Once in a Darwin exhibition at a museum, Sherry’s daughter saw a Galapagos turtle brought up from the islands. The girl who was exposed to robots since a very young age, looked at the sleeping turtle and said to her mother, “For what this turtle is doing, they could have just had a robot.”
It struck Sherry that from the point of view of her young daughter, the fact that it was alive didn’t mattered at all. She went back to the museum several times and began to interview children and their parents about the question of the turtles, and was stunned to find that the children began to use this phrase while talking about turtles – “A robot would have been alive enough.” A Phrase that Sherry had never heard in her 20 years in the field. She lamented,
This is no longer philosophical. Life becomes a pragmatic quality.
Is this alive enough for this purpose?
During the interviews, one day while the kids were asking “Did it have to be alive for this?” a father had said, “It’s real. That’s the whole point.” Those words were lost on the kids.

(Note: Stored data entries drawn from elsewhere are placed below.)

PR #6263, opened 2022-02-11
Move conditional into one-time executed block

stsoe:
Per observation by @herveratigner potentially save few instructions in xclRegRW

Error conditional resulting from MAP_FAILED should be executed once only.

Move check inside initialization block


maxzhen (approved):
@stsoe so we just avoid a comparing to zero, right? do you really see any difference?

stsoe:
> @stsoe so we just avoid a comparing to zero, right? do you really see any difference?

@maxzhen right there is no change otherwise. It's just that @herveratigner observed this when we made the original optimization a month or so ago.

When I imagine that mother turtle on the airstrip who was reportedly released back to the ocean, I see her slowly walking away from us all, then, disappearing with an onrushing wave, and taking with her a whole kingdom that was once gifted to us but we refused to keep, a kingdom we could not have even imagined ourselves, nor did we ever manage to grasp its phenomenon. Let alone recreating it, once lost.
Article ©2022 Gyaneshwari Dave
Anthony Lovell
Eye opening, heart-rending, yet still hopeful that we will one day understand the intrinsic importance of life on Earth.
Gyaneshwari Dave
Thank you for your comment Mr.Lovell, value your thoughts so much…and yes, with some rare people like you who express the significance of each and every life on earth so passionately and relentlessly, that hope is certainly there.
Abbas Hitawala
Intriguing and heart-breaking. Nature takes care of itself.
Gyaneshwari Dave
Yes it can. Quite miraculously. IF WE LET IT.